Ja, das mit dieser "Lebenszeitprognose" ist wirklich so eine Sache aber wie man sieht, ist es bei meiner Freundin so nicht eingetroffen.
Ich weiß nicht, soll ich jetzt sagen "GottseiDank", wir sind für jeden Tag dankbar, oder sollte man im Interesse des Schwerkranken denken und ihm eine schneller Erlösung wünschen.

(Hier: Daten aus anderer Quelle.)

PR #1441, opened 2015-03-23
Allow "accept" filetype validation to contain a blank among the accepted MIME types

rskm1:
The backstory on this change is that on the Windows platform, if you install WinRAR (or WinZip or 7Zip), those tools will very often screw up the extension-to-mimetype mapping of the OS, so the file object's .type has an EMPTY STRING value when it gets here for validation.

The intuitive thing to do is support EMPTY STRING by just putting a comma prefix on the accept value, such as "accept=',application/zip,application/x-zip-compressed'".  But unfortunately that turns the regex into a mess that will accept ANY type.

This patch handles the case of a blank "accept" type before RegExp has to.

(Also, the RegExp has a period where I think a "\\." should be, but I made that change in a separate pull req since it's unlikely to be controversial, whereas this one may raise some eyebrows and require further discussion).

### DIFF
--- a/src/additional/accept.js
+++ b/src/additional/accept.js
@@ -19,7 +19,7 @@ $.validator.addMethod("accept", function(value, element, param) {
 		if (typeParam.match(/^\|/) || typeParam.match(/\|\|/) || typeParam.match(/\|$/)) {
 			blankTypeAllowed = true;
 			// remove the error-prone blank entry from regex before continuing.
-			typeParam = typeParam.replace(/^\|/, "").replace(/\|\|/g, "|");
+			typeParam = typeParam.replace(/^\|/, "").replace(/\|\|/g, "|").replace(/\|$/, "");
 		}
 
 		// Check if the element has a FileList before checking each file
--- a/src/additional/accept.js
+++ b/src/additional/accept.js
@@ -3,6 +3,7 @@ $.validator.addMethod("accept", function(value, element, param) {
 	// Split mime on commas in case we have multiple types we can accept
 	var typeParam = typeof param === "string" ? param.replace(/\s/g, "").replace(/,/g, "|") : "image/*",
 	optionalValue = this.optional(element),
+	blankTypeAllowed = false,
 	i, file;
 
 	// Element is optional
@@ -15,7 +16,6 @@ $.validator.addMethod("accept", function(value, element, param) {
 		typeParam = typeParam.replace(/\*/g, ".*");
 
 		// Allow checking for BLANK mimetype.
-		var blankTypeAllowed = false;
 		if (typeParam.match(/^\|/) || typeParam.match(/\|\|/)) {
 			blankTypeAllowed = true;
 			// remove the error-prone blank entry from regex before continuing.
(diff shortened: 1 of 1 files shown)


jzaefferer:
Thank you for the contribution. I've merged the other two PRs. This one is certainly more controversial. I don't like that its difficult to even reproduce the issue, so I can't really test this change. Since this is in the "additional" category, I'm okay with landing it anyway.

@staabm any thoughts on this?

src/additional/accept.js
```diff
@@ -14,11 +15,23 @@ $.validator.addMethod("accept", function(value, element, param) {
 		// If we are using a wildcard, make it regex friendly
 		typeParam = typeParam.replace(/\*/g, ".*");
 
+		// Allow checking for BLANK mimetype.
+		if (typeParam.match(/^\|/) || typeParam.match(/\|\|/)) {
```
staabm: I guess this wont work when the EMPTY STRING is the last element in the param?

staabm: Do we also need to handle "space only" comma delimited values like a empty qualifier?

rskm1: Oooo, good catch!  I overlooked the possibility of ending the parm with a comma separator, and that should definitely have the same effect as a double-comma or a comma prefix.

Let me see if I can figure out how to revise a pull req from this web interface...

staabm: Just do another commit at the same branch. We can squash it later when everything looks fine.

Could you also add a few unit tests?

rskm1:
Here's an illustration of why those blank choices need to be handled separately by this code and NOT by RegExp.  Basically, the RegExp library that javascript uses has a known bug in it.

Javascript console excerpt:
> function m(p,t) { console.log(p.match(new RegExp( ".?(" + t + ")$", "i"))) }
> m('gif', 'jpg|jpeg')
null
> m('gif', 'jpg||jpeg')
["f", "", index: 2, input: "gif"]

As you can see, RegExp "finds" a match where there really ISN'T a match, just because of the double-| (or blank prefix | or blank suffix |) in there.

src/additional/accept.js
rskm1: Done!

As for unit tests, I poked around in the tests directory and couldn't find any existing tests of the "accept" method. There are lots of tests for the "extension" method in /test/methods.js, but... I'm not super familiar with this codebase but I thought "accept" was intended to supercede "extension"?

staabm:
I am fine with the change, only thing missing is a test.

jzaefferer:
There are tests for the `accept` method in #1373, which fixes another problem with the method. @rskm1 can I interest you in checkout out that PR and merging it with your changes?

rskm1:
Oh, very nice!  #1373 looks good to me, but I'm not sure how to merge someone else's branch into my own using github's web interface.  If you go ahead and merge #1373 into master, this PR will have merge conflicts that I'm pretty sure I can figure out how to clean up, and add more "accept" test cases to.

jzaefferer:
Well, you can't run the tests from the GitHub web interface either (right?). Making a local clone and editing there shouldn't be a big barrier. Let me know if you need help with that.

jzaefferer:
@rskm1 are you still interested in this? Your help is definitely very welcome.

staabm:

Eigentlich tendiere ich zu ersterem, denn ich weiß, wenn sie einen guten Tag hat, dann können wir auch noch ein wenig Spaß und Lebensfreude haben zusammen und sie hat vielleicht noch ein paar schöne Stunden mit ihrer Familie und Freunden. Das war jetzt eigentlich seit Sonntag so.
Nun ist das Wetter leider schlecht geworden und gleich gehts wieder bergab. Heute hat sie wirklich fast den ganzen Tag geschlafen, bis auf wenige Minuten. Vielleicht war es ihr auch zuviel, denn in den letzten schönen Tagen, hat sie nicht viel geschlafen, war immer präsent.
Man muss sie aber auch immer ein bisschen überreden um etwas zu unternehmen, wahrscheinlich strengt sie der Gedanke daran, sich fertig zu machen um rauszugehen, schon zu sehr an. Aber sonst versauert sie ja zu Hause, auch der Gesprächsstoff wird immer weniger, wenn man nichts erlebt.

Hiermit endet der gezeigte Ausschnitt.